»»

PR #521, opened 2020-04-15
Filter out null characters in tags.

wyk9787:
Null characters in tags will lead to null characters in labels, and `dot` is not able to parse such labels.

### DIFF
--- a/internal/graph/graph.go
+++ b/internal/graph/graph.go
@@ -686,6 +686,8 @@ func defaultLabelFormat(v int64, key string) string {
 func (m TagMap) findOrAddTag(label, unit string, value int64) *Tag {
 	l := m[label]
 	if l == nil {
+		// Filter out all null characters since dot is not able to parse them
+		label = strings.ReplaceAll(label, "\000", "")
 		l = &Tag{
 			Name:  label,
 			Unit:  unit,


internal/graph/graph.go
```diff
@@ -686,6 +686,8 @@ func defaultLabelFormat(v int64, key string) string {
 func (m TagMap) findOrAddTag(label, unit string, value int64) *Tag {
 	l := m[label]
 	if l == nil {
+		// Filter out all null characters since dot is not able to parse them
```
aalexand, line 689: nit: missing trailing dot.

internal/graph/graph.go
```diff
@@ -686,6 +686,8 @@ func defaultLabelFormat(v int64, key string) string {
...
+		label = strings.ReplaceAll(label, "\000", "")
```
aalexand, line 690: Is it possible to add a test case?

It would also be good to mention why this can happen. Also, are null characters the only ones that need to be filtered out?

aalexand: I also think escaping rather than filtering out these characters would be a more correct approach.

wyk9787:
Closing this PR as there is no need to address this issue in pprof.

PR #522, opened 2020-04-16
Remove support for go 1.12 and add support for go 1.14 in Travis.

wyk9787:
Since the release of go 1.14, go 1.12 is not supported any more: https://golang.org/doc/devel/release.html#policy.


wyk9787:
> Could you clarify in the PR title that this removes 1.12 support and adds 1.14?

Done.

Issue #526, opened 2020-04-22
internal/driver fails at Go tip due to changes in pprof


andybons:
See https://travis-ci.org/github/google/pprof/jobs/678277764 for an example failure.

This is due to https://go.googlesource.com/go/+/2ff1e3e, specifically the behavior change mentioned in the commit message:

> Providing the "seconds" parameter to other types of profiles is an error.

@hyangah

hyangah:
Why is the test querying the "/debug/pprof/goroutine" endpoint with "seconds" parameter?
Can the test be fixed?

hyangah:
Actually, I am thinking to fix from go to expand the list of endpoints that support "seconds" param.

nolanmar511:
I think this test could also be changed, if that's the action we should take. 

@wyk9787 -- Could you take a look?

wyk9787:
> I think this test could also be changed, if that's the action we should take.
> 
> @wyk9787 -- Could you take a look?

Will do.

andybons:
Thanks for the quick responses, everyone.

hyangah:
FYI - https://go-review.googlesource.com/c/go/+/229537 is merged. Not sure if the current test will pass though because the 'seconds' parameter is now not ignored.

PR #527, opened 2020-04-22
Remove the "seconds" parameter to fix tests.

wyk9787:
Fixes: #526

Due to https://go.googlesource.com/go/+/2ff1e3e, the behavior changes to
> Providing the "seconds" parameter to other types of profiles is an error.


nolanmar511:
It looks like this is being fixed on the Golang side; we may want to merge this, but plan to revert it once the golang fix lands sufficiently.

nolanmar511:
@kalyanac -- Thoughts?

Should we merge this fix permanently, temporarily, or not at all given that there is a fix in golang?

aalexand:
What is the fix on the Golang side? The goroutine request is a point request, it doesn't need the "seconds" parameter. It should have been removed in https://github.com/google/pprof/pull/350/files, but it wasn't. So this PR seems correct regardless.

Issue #493, opened 2019-10-24
[doc] how to read pprof dot graph?


AlmogBaku:
How to read the graph? Explanations and legend of the signs in the graph can be very useful!

I.e. what is dotted line? what is dashed line? what are the number means? what are the boxes(n the end of the tree) means?

Also- improving the labels/captions(title when hovering a dom item) can be very useful

nolanmar511:
Having an in-graph legend would definitely be useful!!

Just for reference, I'm going to note some of the features which we might consider documenting in a legend here:
* Dotted/dashed lines indicated that that intervening nodes have been removed. Nodes are removed to keep graphs small enough for visualization.
* The wider an arrow the more of the metric being measured is used along that path.
* Nodes and edges are colored according to their total value (total being the amount of a metric used by a node and all of its children); large positive values are red; large negative values are green.

And some of the text which could be better documented:
* Within each Node, there is text reading "1024kB (5%) of 2048kB(10%)". That indicates that 1024kB were allocated in that location (a function or line number), 2048kB were allocated by that location and all functions it calls, and that the 1024kB allocated in that location account for 5% of all allocations in the profile and the 2048kB allocated by that location and all of its children accoount for 10% of all allocations in the profile.
* The numbers next to the arrows indicated how much of a metric is used going down that path.

And, in heap profiles, there are those cube-like boxes coming from leaf nodes, like the following:
![image](https://user-images.githubusercontent.com/14046562/67496741-c0346380-f631-11e9-96f8-e06f1f48916a.png)
Those show the size of the allocation (with the number next to the arrow indicated how much memory is allocated in allocations of that size.

Please point out any features which I missed!

nolanmar511:
I'm thinking that we maybe should add a legend which shows the meaning of node and line colors, line widths, and dashed/solid lines. 

Other features that I mentioned, we've thought about adding a graph with labels showing the meaning of all features to our documentation. I hope that might help.

AlmogBaku:
In the meanwhile, maybe you can explain it here and let's add a ref in the docs?

nolanmar511:
@AlmogBaku -- I'd added an explanation of how to read the graph view in https://github.com/google/pprof/issues/493#issuecomment-545952479. Is any information missing there?

erdemtuna:
Hello @nolanmar511, how do we interpret the two images below? I could not figure it out following your explanation.

[...]

PR #530, opened 2020-04-30
Add url to "Interpret the call graph" section in pprof legend.

wyk9787:
Fixes: #493

Example:
Screen Shot 2020-04-29 at 6 10 06 PM


internal/report/report.go
```diff
@@ -1165,7 +1165,7 @@ func ProfileLabels(rpt *Report) []string {
 
 // reportLabels returns printable labels for a report. Includes
 // profileLabels.
-func reportLabels(rpt *Report, g *graph.Graph, origCount, droppedNodes, droppedEdges int, fullHeaders bool) []string {
+func reportLabels(rpt *Report, g *graph.Graph, origCount, droppedNodes, droppedEdges int, fullHeaders bool, helperURL bool) []string {
```
nolanmar511, line 1168: It looks like fullHeaders and helperURL always have the same value. And it makes sense to me that the helper URL might be required only when full headers are required. 

Perhaps no argument needs to be added to this function, and fullHeaders can be used in place of helperURL?

wyk9787: Done.

wyk9787:
Done with changes.

PR #532, opened 2020-05-05
Fixed demangling fail on mac.

mbbill:
the demangle library doesn't like the double underscore names. This patch will trim one underscore to make it behave the same as mac's c++filt tool.

### DIFF
--- a/internal/symbolizer/symbolizer.go
+++ b/internal/symbolizer/symbolizer.go
@@ -223,7 +223,9 @@ func Demangle(prof *profile.Profile, force bool, demanglerMode string) {
 		if fn.Name != "" && fn.SystemName != fn.Name {
 			continue // Already demangled.
 		}
-		copy(o, options)
+		if(strings.HasPrefix(fn.SystemName, "__")) {
+			fn.SystemName = fn.SystemName[1:]
+		}
 		if demangled := demangle.Filter(fn.SystemName, o...); demangled != fn.SystemName {
 			fn.Name = demangled
 			continue


internal/symbolizer/symbolizer.go
```diff
@@ -223,7 +223,9 @@ func Demangle(prof *profile.Profile, force bool, demanglerMode string) {
 		if fn.Name != "" && fn.SystemName != fn.Name {
 			continue // Already demangled.
 		}
-		copy(o, options)
+		if(strings.HasPrefix(fn.SystemName, "__")) {
```
aalexand, line 226: I am not sure this is a safe change. An already-demangled symbol could legitimately start with double-underscore and this will modify that name which is not expected.

Please also update the PR description with specific example of where the problem occurs, including a reproducer if possible. Please also add a test that fails before the fix and passes after.

mbbill: I agree it's a bit hack and I hope you guys knows how to fix it in a better way. I actually find a previous PR also trying to fix the same issue but that PR has been sitting there for more than a year.
I guess nobody is using this on Mac since we don't need a repro I believe, it's just won't work. I'm fine if you guys willing to keep this broken for longer. On my side even a hacky fix is better then keep this broken for so long.

mbbill:
@googlebot I signed it!

internal/symbolizer/symbolizer.go
kalyanac: I will revive #449 and try to get it submitted. That should address thie need.

aalexand: I'm not opposed to this PR either (it's smaller than #449 so should be easier to review), but there are no tests and no specific examples in the PR description and I'd need those to make sure the PR does what (and only what) it intends to do.

mbbill: agreed. I'll add description and tests. I'm also thinking maybe it's better land this path on `github.com/ianlancetaylor/demangle`, let's see what I can do here.

mbbill: @kalyanac if your patch can get merged that would be great! looking forward for that!

nolanmar511:
Based on comments, it seems that the plan was for this PR to be superseded by https://github.com/google/pprof/pull/449. I'm closing this PR (and following up on #449).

««

EXERCISE DIRECTIONS -> In the entries above, restate word for word the lines between the one holding "It would also" and the one holding "It looks like this", inclusive, and nothing besides.

RESULT OF THE TASK ->
It would also be good to mention why this can happen. Also, are null characters the only ones that need to be filtered out?

aalexand: I also think escaping rather than filtering out these characters would be a more correct approach.

wyk9787:
Closing this PR as there is no need to address this issue in pprof.

PR #522, opened 2020-04-16
Remove support for go 1.12 and add support for go 1.14 in Travis.

wyk9787:
Since the release of go 1.14, go 1.12 is not supported any more: https://golang.org/doc/devel/release.html#policy.


wyk9787:
> Could you clarify in the PR title that this removes 1.12 support and adds 1.14?

Done.

Issue #526, opened 2020-04-22
internal/driver fails at Go tip due to changes in pprof


andybons:
See https://travis-ci.org/github/google/pprof/jobs/678277764 for an example failure.

This is due to https://go.googlesource.com/go/+/2ff1e3e, specifically the behavior change mentioned in the commit message:

> Providing the "seconds" parameter to other types of profiles is an error.

@hyangah

hyangah:
Why is the test querying the "/debug/pprof/goroutine" endpoint with "seconds" parameter?
Can the test be fixed?

hyangah:
Actually, I am thinking to fix from go to expand the list of endpoints that support "seconds" param.

nolanmar511:
I think this test could also be changed, if that's the action we should take. 

@wyk9787 -- Could you take a look?

wyk9787:
> I think this test could also be changed, if that's the action we should take.
> 
> @wyk9787 -- Could you take a look?

Will do.

andybons:
Thanks for the quick responses, everyone.

hyangah:
FYI - https://go-review.googlesource.com/c/go/+/229537 is merged. Not sure if the current test will pass though because the 'seconds' parameter is now not ignored.

PR #527, opened 2020-04-22
Remove the "seconds" parameter to fix tests.

wyk9787:
Fixes: #526

Due to https://go.googlesource.com/go/+/2ff1e3e, the behavior changes to
> Providing the "seconds" parameter to other types of profiles is an error.


nolanmar511:
It looks like this is being fixed on the Golang side; we may want to merge this, but plan to revert it once the golang fix lands sufficiently.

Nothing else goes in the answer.